Bahraini king proposes constitutional reforms

Modest restrictions offered on ruler's ability to dissolve parliament and appoint members to the Shura Council.

     

    The king of Bahrain has proposed constitutional reforms which he said will strengthen the parliament and limit the powers of the royal family.

    In a speech delivered on Sunday, King Hamad bin Isa Al Khalifa promised "new safeguards" to limit his ability to dissolve the lower house of parliament: He would have to consult with leaders of both houses, and the head of the constitutional court, before dismissing lawmakers.

    The reforms would also require Khalifa to issue a "royal order" explaining the process for appointing members of the Shura Council, the 40-member upper house, which is entirely appointed by the king.

    Parliament would also play a larger role in determining the state budget, and the lower house would have the right to "question and withdraw confidence from ministers," who are also appointed by the king.

    Al-Wefaq's Khalil al Marzooq says the changes King Hamad is calling for "can be done outside the constitution with bylaws".

    All of these changes are in proposed constitutional amendments which Khalifa said will be transmitted to the parliament.

    "The proposed amendments bring greater harmony in the relationship between the executive and legislative branches, in order to achieve a better balance between them," the king said in his speech.

    The speech was quickly panned by members of Al Wefaq, the largest opposition party in Bahrain.
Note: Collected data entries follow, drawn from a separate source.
Issue #402, opened 2026-08-07
[Dashboard] Add Conversational Analytics (natural-language Q&A) over agent_events


haiyuan-eng-google:
Part of #404.

## Request

Internal field feedback from a Google Cloud customer engineer evaluating the
dashboard end to end:

> Can conversational analytics be added to this page too? For example, here's a
> demo video I use for a Looker equivalent to this dashboard, which is very
> compelling (presented at Google I/O earlier this year).

The referenced recording is internal and not publicly linkable. The capability
it demonstrates is the natural-language Q&A pane in Looker, used alongside the
[Looker Agent Analytics block](https://marketplace.looker.com/marketplace/detail/agent_analytics)
— ask a question in plain language, get a chart and an answer over the same
agent telemetry.

This is the highest-ceiling item in the current feedback batch. The 37 charts
answer the questions we anticipated; natural-language Q&A answers the rest.

## The constraint

Looker Studio has no in-report conversational pane equivalent to Looker's. So
this cannot be a straight port of the demo, and it needs a product decision
before any implementation.

## Options

**A. Conversational Analytics API in a community visualization.** Embed a chat
tile in the report backed by the
[Conversational Analytics API](https://cloud.google.com/gemini/docs/conversational-analytics-api/overview)
over the same `agent_events` table.
*For:* highest fidelity to the demo; the answer lives next to the charts.
*Against:* a community visualization has to be hosted and reviewed;
authenticating from a sandboxed Looker Studio viz to the CA API is the hard,
unproven part; it adds a long-lived component to maintain.

**B. A companion Conversational Analytics data agent, linked from the report.**
Ship a way to provision a CA data agent over the user's `agent_events` table —
pre-loaded with the BQAA schema and a curated question set — and link to it
prominently from the report and the configurator page.
*For:* works for every user of this repo, no hosting, no embedding problem; the
schema description and golden questions are reusable assets.
*Against:* not in-report; it's a second surface.

**C. Document the Looker path.** For teams that already have Looker, point at
the Agent Analytics block plus Gemini in Looker — literally what the demo shows.
*For:* zero build. *Against:* only helps existing Looker customers, which is the
gap this dashboard exists to fill.

**Recommendation: B first**, then re-evaluate A once the CA API's embedding
story matures. C is a docs paragraph worth adding regardless.

## Proposed scope for B

- [ ] A data-agent definition: system instruction plus a description of the
[...]

Issue #382, opened 2026-07-27
Looker Studio dashboard: default date range hides all data for new installations (real-agent E2E findings)


caohy1988:
Findings from an end-to-end test of the dashboard against a **real ADK agent trace**, rather than the synthetic seed. Setup: a fresh dataset provisioned by the real ADK **2.4.0** plugin (16 generated views, including the new `v_tool_paused`), then a live `gemini-2.5-flash` agent on Vertex ran 6 turns with 7 tool calls through `BigQueryAgentAnalyticsPlugin`, producing 77 genuine events across 10 event types in `agent_events`.

Related: #377, #379 (the dashboard itself), #365.

## P1 — Fresh installations render a completely empty dashboard

The published report's default range is **rolling 365 days ending yesterday** (`product_contract.yaml#defaults.date_range`: `end_offset_days: 1, include_today: false`). A new installation's events are all from **today**, so the first-run experience of "trace your agent → hydrate the dashboard → open it" shows *No data* on every page.

Verified with the exact production template SQL against the real dataset:

| Window | Rows visible |
| --- | --- |
| Report default (365d ending yesterday) | **0** |
| Same window including today | **77** |

Everything else works — preflight passes in base-table mode, and all 37 oracle queries execute against the real data (37/37) — so the empty dashboard is purely the window default.

**Proposed fix**
- [ ] Change the published report's default range to include today (e.g. "Last 365 days (include today)", or a shorter include-today onboarding default).
- [ ] Update `spec/product_contract.yaml#defaults.date_range` and the pinning test to the new default.
- [ ] Re-publish and re-date `bindings/report_template.yaml#live_template_verification`.
- [ ] Optional: an empty-state hint in onboarding docs ("no events in the selected range — new installation? include today").

## Secondary findings

- [ ] **New event type `AGENT_RESPONSE`** — ADK 2.4.0 emits event types outside the 1.27.0 static intersection (6 of the 77 rows). The base-table design correctly includes them, but all-events counts now cover lifecycle types the historical views never counted; worth one line in the compatibility docs.
- [ ] **Thinking tokens break prompt+completion=total intuition** — real responses carry `usage_metadata.thoughts_token_count` (e.g. total 113 = prompt 62 + completion 5 + thoughts 46). Total Tokens correctly uses `total_token_count`, but users comparing tiles will find prompt+completion ≠ total. Docs note now; a thinking-tokens field in a future schema rev.
[...]

PR #416, opened 2026-08-11
docs: record #402 conversational analytics evaluation

caohy1988:
## What changed

Fills the required issue #402 evaluation record with authenticated evidence for the first-party BigQuery data-agent route and the pinned stateless prototype. It records all six scored questions, the nine-row criteria matrix, the B1 recommendation, and the explicit implementation/closure boundary.

## Why

The previous document correctly blocked an option pick until both run metadata and every mandatory criteria cell were filled. This PR supplies that evidence without claiming the user-facing capability has shipped.

## Evaluation outcome

- Both stage-1 shapes were 6/6 correct with sane, time-bounded SQL over the same curated fixture view.
- The authenticated Data Studio flow was exercised through agent discovery, consent, first question, SQL/result display, and persisted Recent conversation.
- B1 is recommended because it meets the mandatory criteria without a custom service/UI.
- No first-party mandatory failure was found, so the custom persistent-agent stage is not triggered.
- #402 remains open until capability ships or a maintainer accepts a named implementation handoff.

Publication safety: the record names only the sanctioned test project/dataset and aggregate results. The frozen snapshot and allowlist view expire after 30 days; no raw prompts, production identifiers, or event content are included.

## Validation

- `pytest -q tests/test_looker_studio_dashboard.py` — 25 passed
- pinned prototype `tests/ca.test.mjs` — 24 passed
- exact pinned stateless runtime probe — correct GQ-03 result with `scope.verified: true`
- `git diff --check`

Closes no issue; contributes the decision evidence for #402.

### DIFF
--- a/dashboard/looker_studio/docs/conversational-analytics-decision.md
+++ b/dashboard/looker_studio/docs/conversational-analytics-decision.md
@@ -1,9 +1,9 @@
 # Conversational Analytics over `agent_events` — decision document
 
-Status: **awaiting product decision** (issue #402; plan #404 rev 5.1).
-Nothing in this document is implemented; it defines the options, the
-criteria a selection must satisfy, and the evaluation that must happen
-before selecting.
+Status: **evaluation complete; first-party route recommended, awaiting
+maintainer acceptance and an implementation owner** (issue #402; plan
+#404). The evaluation below chooses the shape; it does not claim that the
+report link, provisioning asset, or user-facing capability has shipped.
 
 ## Request and constraint
 
@@ -84,7 +84,7 @@ failure, shape 2 is out and the pick is between shapes 1 and 3. The
 recommendation must rest on observed answers and filled criteria rows,
 not description.
 
-## Evaluation record — REQUIRED before the option pick (currently empty)
+## Evaluation record — completed 2026-08-11 UTC
 
 The selection cannot happen until **both** parts are filled: the run
 metadata *and* the per-shape criteria matrix. A record with filled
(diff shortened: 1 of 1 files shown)


caohy1988:
## Review — evaluation record independently reproduced; approve

This is the rare evaluation record where every number could be re-run — so I re-ran them against the live fixture (`test-project-0728-467323.bqaa_e2e_real.ca_eval_agent_events_20260810`):

| ID | Documented | Recomputed | |
| --- | --- | --- | --- |
| GQ-01 | 77 event rows | 77 | ✓ |
| GQ-02 | 7 distinct sessions | 7 | ✓ |
| GQ-03 | 1,703 prompt+completion | 1,703 | ✓ |
| GQ-04 | p95 2,562 ms | 2,562 | ✓ |
| GQ-05 | 7 runs, 0 failures | 7 TOOL_STARTING/TOOL_COMPLETED, zero TOOL_ERROR rows | ✓ |
| GQ-06 | LLM_REQUEST/LLM_RESPONSE 12 each, tied | 12/12, tied for highest volume | ✓ |

Also verified directly: the snapshot and the `ca_eval_agent_events_allowlist_20260810` view exist with the documented names and expirations; the view's SQL hashes session IDs (`TO_HEX(SHA256(...))`), exposes the separated `prompt/candidates/thoughts` token fields (the #382 sharp edge), and carries no raw content, user IDs, or error text — the allowlist contract is real, not described. The pinned prototype SHA `62f794fd` exists on the prototype repo.

The record satisfies the contract it had to: run metadata **and** the nine-cell matrix are filled, the stage-2 trigger is explicitly "none," and the recommendation (B1) follows from observed results rather than description. The status line correctly avoids claiming the capability shipped.

Two small notes, neither blocking: (1) the latencies are one-run samples — fine as directional evidence, and the doc says so; (2) the fixture resources expire in 30 days, so future re-verification needs a re-seed — the row counts in this record are the reference values.

**LGTM.** With this merged, #402 moves to the option pick per its closure contract.

caohy1988:
Fresh final verification on commit `6ddeb9bab85ad6ad27eecd263f561f45b557863e`: the complete repository suite passes in an isolated project environment — **3,936 passed, 69 skipped**. The initially activated global interpreter was contaminated by an adjacent editable `adk-python` checkout with incompatible OpenTelemetry semantic conventions; reinstalling this repository’s declared `.[dev]` dependencies in a clean venv removed that environment-only collection failure. `git status` is clean, and all PR checks remain green across Python 3.10–3.14, format, browser smoke, scan, package build, and CLA.

caohy1988 (commented):
## Fresh full review of the evaluation record — satisfies the gate; one structural fix before undraft

Reviewed the complete diff against the framework's own rules (the two-stage gate and the filled-metadata-with-empty-matrix prohibition this document defines).

### Verified

- **Zero `_pending_` slots remain** (17 removed), and the staleness trap was avoided: the heading now reads "completed 2026-08-11 UTC" and the status line no longer says "awaiting product decision" — both updated, not just appended to.
- **Run metadata is complete and pinned:** immutable prototype SHA (`62f794fd`), Data Studio app version + date, fixture id/row-count/date-range with the curated-view field policy, the six-question subset, the B1 recommendation with its reasoning, **stage-2 trigger recorded as "none" with the reasoning that filter re-entry is a flow constraint, not a mandatory-criterion failure** — exactly the distinction the two-stage gate turns on — and evaluator+date.
- **All nine matrix rows filled for both stage-1 shapes** with observed behavior plus primary-doc citations, and the honest caveats are the record's strongest feature: the stateless shape's #382 sharp-edges gap is called a gap even though GQ-03 scored correct ("that does not satisfy the context contract"); `global` residency is flagged as having no commitment; the allowlist is framed as an IAM provisioning contract with agent config as defense-in-depth, matching the known-limitations doc.
- **Publication safety observed:** sanctioned test identity only, aggregate results, expiring resources, no raw content.
- Accepted deviation, noting for the record: the "Per-question results" metadata bullet became a full table with a "SQL sane" definition and a latency disclaimer — strictly better than the slot it replaces.

### One structural fix requested (small, before undraft)

The matrix rule sentence — *"The stage-2 column stays '—' unless the named-failure trigger fires; it must then be filled completely before shape 2 can be recommended."* — now dangles **after** the new "Recommendation and implementation boundary" section, orphaned from its table by the insertion. Move it up to sit directly under the matrix, before the new H2. One-line relocation; as placed, it reads as a caveat on the recommendation rather than a rule of the table.

### Two non-blocking suggestions

1. **Latency expectation belongs in handoff item 3.** Observed answer latency was 14.4–33.3 s per question (UI lifecycle ~15 s). The link-out UX should set that expectation the same way the configurator's wait note sets the provisioning expectation — add it to the implementation handoff's link-UX item so it isn't rediscovered as a complaint later.
2. **Record the evaluation DataAgent's disposition in the doc.** The snapshot/view expiry is documented, but the DataAgent persists for reviewer reproducibility and must be deleted after merge + pick — and must **not** be promoted into the production asset. One line here makes the durable artifact self-contained; the #404 teardown checklist already tracks the action.

Nit, take or leave: the intro under the completed record still uses present-tense gate language ("The selection cannot happen until both parts are filled") — fine as the standing rule, reads slightly odd below a completed heading.

With the relocation done, this is ready to undraft from my side. Verification context: current `main` (`9734124`) is healthy locally — dashboard pytest 25/25, Node suite green, browser smoke positive + all five negative fixtures detected.

caohy1988:
Confirmed the structural nit at `6ddeb9ba`: the sentence "The stage-2 column stays '—' unless the named-failure trigger fires; it must then be filled completely before shape 2 can be recommended" currently sits at the end of the "Recommendation and implementation boundary" section (after the four-item handoff list), ~30 lines below the matrix it governs. It belongs directly under the criteria matrix table, ahead of the recommendation section — as written it reads as an afterthought and a future editor could miss that it constrains the stage-2 column. One-line move; everything else in the record still verifies from my earlier reproduction pass.

caohy1988:
> Move [the stage-2 matrix rule] up to sit directly under the matrix, before the new H2.

Fixed in `c668e0c`. The stage-2 rule now sits immediately below the criteria matrix.

I also incorporated the non-blocking durable-record improvements:

- handoff item 3 now records the observed 14.4–33.3-second answer range as directional UX expectation-setting, not an SLO;
- the evaluation DataAgent is explicitly delete-after-merge-and-pick and must not be promoted;
- the completed record's intro now states the standing validity rule instead of describing the selection as future work.

Fresh validation on the combined diff: dashboard contract tests 25/25; full repository suite 3,936 passed and 69 skipped; `git diff --check` clean.

caohy1988:
Re-review at `c668e0c2` — all three items from the last round are addressed:

- The stage-2 rule sentence now sits directly under the criteria matrix, ahead of the Recommendation section — the structural fix.
- Handoff item 3 now carries the latency expectation (14.4–33.3s, directional, not an SLO).
- The evaluation DataAgent's disposition is recorded in the fixture metadata (delete after merge + option pick; no promotion to production).

Suites green locally (25/25). LGTM stands; ready for undraft + maintainer review.

caohy1988 (commented):
Final verdict at `c668e0c2` — **all four review items verified in the delta; nothing further from the review side. Ready for maintainer approval.**

1. **Stage-2 rule relocated** — now sits directly under the matrix and is removed from below the handoff list; it reads as the table's rule again, not a caveat on the recommendation.
2. **Latency expectation added** — handoff item 3 carries the observed 14.4–33.3 s with exactly the right framing ("directional, not a performance SLO"), mirroring the record's own disclaimer.
3. **DataAgent disposition recorded in the durable artifact** — named (`bqaa-issue-402-eval-20260810`), delete after merge + option pick, never promote. Matches the #404 teardown gate.
4. **Gate wording made timeless** — "A valid selection requires both completed parts" reads correctly under a completed heading while preserving the rule.

The document is doc-only, internally consistent end to end, and `main` at `9734124` remains verified healthy (25/25 focused, browser gate green). Merge-state is up-to-date awaiting approval.

haiyuan-eng-google (approved):

PR #423, opened 2026-08-12
docs: correct LangSmith re-export guidance and document the 24h ingest window

haiyuan-eng-google:
Two corrections to the LangSmith export docs, both found while exporting a real
`agent_events` table to LangSmith Cloud. Each one produces a silent or
confusing failure today.

## 1. A fresh LangSmith project does not re-mint run IDs

The docs offer two ways to correct already-exported data — a fresh LangSmith
project, or a versioned `--source-id`. Only the second works.

`_stable_uuid(source_fingerprint, ...)` hashes the canonical source identity
with the trace and run IDs. The destination is not an input: `project_name`
reaches `_prepare_trace_runs` but is used only as `session_name` on the emitted
payload. Exporting an unchanged `--source-id` into a new project therefore
replays run IDs that already exist, and since created runs are immutable the
batch is a no-op.

What makes this worth a doc change is how quiet it is — the exporter reports a
clean success while the destination stays empty:

```console
$ bq-agent-sdk export langsmith --source-id=demo-v1 \
    --langsmith-project=brand-new-project ...
{"exported": 21, "failed": 0, "skipped": 18, "traces_exported": 6}
# brand-new-project holds 0 runs

$ bq-agent-sdk export langsmith --source-id=demo-v2 \
    --langsmith-project=brand-new-project ...
# same project, only --source-id changed -> 27 runs
```

Corrected in all three places the claim appears (README.md, SDK.md §23 intro,
SDK.md incremental section).

## 2. LangSmith Cloud rejects runs older than 24 hours

`POST /runs/batch` refuses any run whose `start_time` is more than 24 hours
from now, and the check is per batch, so an older window fails every row:

```text
422 Unprocessable entity: error parsing run: start_time for post must be
within ±24 hours of current time (got 2026-08-06 21:54:54 +0000 UTC,
allowed range: 2026-08-11 17:30:26 ... 2026-08-13 17:30:26)

{"exported": 0, "failed": 21, "rows_read": 39, "skipped": 18}
```

Nothing surfaces this before the batch call. The bounded-backfill example
spans a week ending well before the reader runs it, so followed verbatim
against LangSmith Cloud it exports nothing. The practical consequence is worth
stating next to that example: `--since` / `--until` can re-run a *recent*
window, but aged trace history cannot be imported at all, and `--incremental`
has to run often enough that rows arrive while still eligible.

Qualified as LangSmith Cloud behaviour, since self-hosted deployments may
configure it differently.

## Testing

Docs only — no code changes. Both behaviours were reproduced against
`api.smith.langchain.com` with `bigquery-agent-analytics==0.5.0` exporting a
39-row / 6-trace `agent_events` table.

### DIFF
--- a/README.md
+++ b/README.md
@@ -129,6 +129,12 @@ For scheduled syncs, use `--incremental` with `--watermark-file=state.json`.
 The JSON summary bounds row-level diagnostics with `--max-dropped-rows` and
 reports the number omitted as `dropped_rows_truncated`.
 
+LangSmith Cloud rejects runs whose `start_time` is more than 24 hours from now,
+so an export covers recent traces rather than aged trace history. Run
+`--incremental` on a schedule frequent enough to stay inside that window. See
+[SDK.md](SDK.md#23-langsmith-export) for the exact error and its effect on
+bounded backfills.
+
 Custom schemas use a YAML mapping from LangSmith fields to source column or
 nested paths. Unmapped columns remain in `extra.metadata`; payload values are
 opaque and are never classified by event type. Optional fields omitted from a
--- a/README.md
+++ b/README.md
@@ -122,11 +122,12 @@ The CLI intentionally accepts the API key only through
 The exporter reconstructs span parents and derives stable LangSmith UUIDs. It
 treats created runs as immutable: replaying an overlapping window is an
 idempotent no-op for existing run IDs while still creating previously unseen
-IDs. To correct already-exported data, use a fresh LangSmith project or a
-deliberately versioned `--source-id`. For scheduled syncs, use `--incremental`
-with `--watermark-file=state.json`. The JSON summary bounds row-level
-diagnostics with `--max-dropped-rows` and reports the number omitted as
-`dropped_rows_truncated`.
+IDs. Run IDs derive from the source identity and not the destination, so
+exporting to a fresh LangSmith project reuses the same IDs and creates nothing.
+To correct already-exported data, use a deliberately versioned `--source-id`.
+For scheduled syncs, use `--incremental` with `--watermark-file=state.json`.
+The JSON summary bounds row-level diagnostics with `--max-dropped-rows` and
+reports the number omitted as `dropped_rows_truncated`.
 
 Custom schemas use a YAML mapping from LangSmith fields to source column or
 nested paths. Unmapped columns remain in `extra.metadata`; payload values are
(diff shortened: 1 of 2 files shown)


caohy1988:
## Independent verification — claim 1 confirmed from code, doc targets located

Traced the ID derivation on `main` (`src/bigquery_agent_analytics/export/langsmith.py`):

- `_stable_uuid(source_fingerprint, ...)` (line 507) hashes only the canonical source identity plus trace/run IDs — the destination project is not an input.
- `project_name` reaches `_prepare_trace_runs` and is used **only** as `session_name` on emitted payloads (lines 592, 632). Confirmed: unchanged `--source-id` + fresh project replays identical run IDs, and with created runs immutable the batch is a silent no-op. The issue's diagnosis is exact.

The stale guidance exists in exactly the three places named: `README.md:125-126`, `SDK.md:2296-2297`, `SDK.md:2444` — all three offer "a fresh LangSmith project" as a correction path.

The 24-hour ingest window (claim 2) is LangSmith Cloud behavior I can't re-verify from the repo, but the quoted 422 is specific and consistent with the consequence drawn: the bounded-backfill example needs the caveat, and `--incremental` cadence becomes an eligibility requirement, not just an efficiency choice. Qualifying it as Cloud-specific (self-hosted may differ) is the right framing.

No code change needed for claim 1 — it's doc-only, and the fix direction (drop the fresh-project path, keep versioned `--source-id`) follows directly from the UUID derivation above.

caohy1988:
## Diff review at `912227f` — clean, merge-ready

Verified the diff against my independent code trace (posted above):

- **All three stale locations corrected, no leftovers.** Repo-wide grep for the "fresh project" guidance at this head returns matches only in the new corrective sentences; nothing stale remains outside the three named spots.
- **The corrected wording is exact.** "Run IDs derive from the source identity and not the destination" matches `_stable_uuid(source_fingerprint, …)` and the `session_name`-only use of `project_name` (`langsmith.py:507,592,632`).
- **The 24-hour section is placed where it bites** — immediately after the bounded-backfill example it silently breaks — states the per-batch rejection semantics and the `exported: 0` / non-zero `failed` signature, and is properly qualified as LangSmith Cloud behavior with the self-hosted caveat.
- **README's summary + pointer** to SDK.md §23 avoids duplicating the detailed explanation.

Docs-only diff; all CI checks green. LGTM.

caohy1988 (approved):

PR #77, opened 2015-10-23
Expose pandoc path

JanSchulz:
This switches back to use `OSError` if pandoc is not found (was briefly `RuntimeError`, which could be considered a API breakage :-() and exposes the computed pandoc path as an API call.

### DIFF
--- a/pypandoc/__init__.py
+++ b/pypandoc/__init__.py
@@ -12,7 +12,7 @@ from .py3compat import string_types, cast_bytes, cast_unicode
 __author__ = u'Juho Vepsäläinen'
 __version__ = '1.1.0'
 __license__ = 'MIT'
-__all__ = ['convert', 'get_pandoc_formats', 'get_pandoc_version']
+__all__ = ['convert', 'get_pandoc_formats', 'get_pandoc_version', 'get_pandoc_path']
 
 
 def convert(source, to, format=None, extra_args=(), encoding='utf-8',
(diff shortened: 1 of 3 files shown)


bebraw:
Feel free to cut a release. :+1:

JanSchulz:
Done, currently running the wheel / conda builds :-)

JanSchulz:
And still the wrong long description...? Hm, is twine the problem?

bebraw:
I am not sure. I patched the long description by hand for now.

Even if it fails to process it through pandoc, it still should use the contents of the entire file for `long_description`. Could this be something Python 3 related? I don't know PyPI well enough to tell.

JanSchulz:
I think it's twine: it uses `pkginfo.SDist` and that lists only `pypandoc` in the `description`... Not sure why :-(

bebraw:
Ok. Maybe you can poke some Twine guys about it.

JanSchulz:
Ok, I think I found the problem: pypandoc returned `\r\n` lineendings, which somehow got transfered into two lineendings, resulting in a blank line, which meant that the first headline ("pypandoc") was separated from the rst underline by a blank line, which sdist translates into the end of the description...

bebraw:
That sounds strange. I guess one way to solve that would be to convert back to something normal. Of course it's a good question why it outputs those line endings in the first place. Is there an encoding option or such we could use?

JanSchulz:
I think it's just pandoc but the strange thing is why setuptools doubles the linefeeds...

bebraw:
Ok. Can we monkeypatch it for now?

JanSchulz:
I added a simple replace("\r",""), works Luke a charm :-)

In an interview with Al Jazeera, Abdul Jalil Khalil described the reforms as "cosmetic," and demanded a fully elected legislature.

    Activists admit that some of the proposed reforms are modest steps in the right direction, but complain the king is moving far too slowly.

    "People very clearly wanted an elected government, they want parliament that has actual power," said Nabeel Rajab, the head of the Bahrain Centre for Human Rights in Manama. "If we go into this detail, and go step by step... it's going to be 100 years before an elected parliament has power."

    Anti-government protests continue across the island kingdom, nearly a year after the current uprising began.

    At least 13 people were reportedly injured by police during a protest in Manama on Friday.

    Matar Ibrahim, a former member of parliament from Al Wefaq, accused police of firing tear gas canisters at the protesters.